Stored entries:
PR #630, opened 2016-07-19
[#9999] [] Adds glsl preprocessor & parser

Kuranes:
For now under url options:
 &enableShaderOptimizer=1&enableShaderCompilationTiming=1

EXERCISE GOAL:
The line containing "For now under" marks where to begin; copy it and every later line exactly, through the end of the data.

ANSWER SPACE:
For now under url options:
 &enableShaderOptimizer=1&enableShaderCompilationTiming=1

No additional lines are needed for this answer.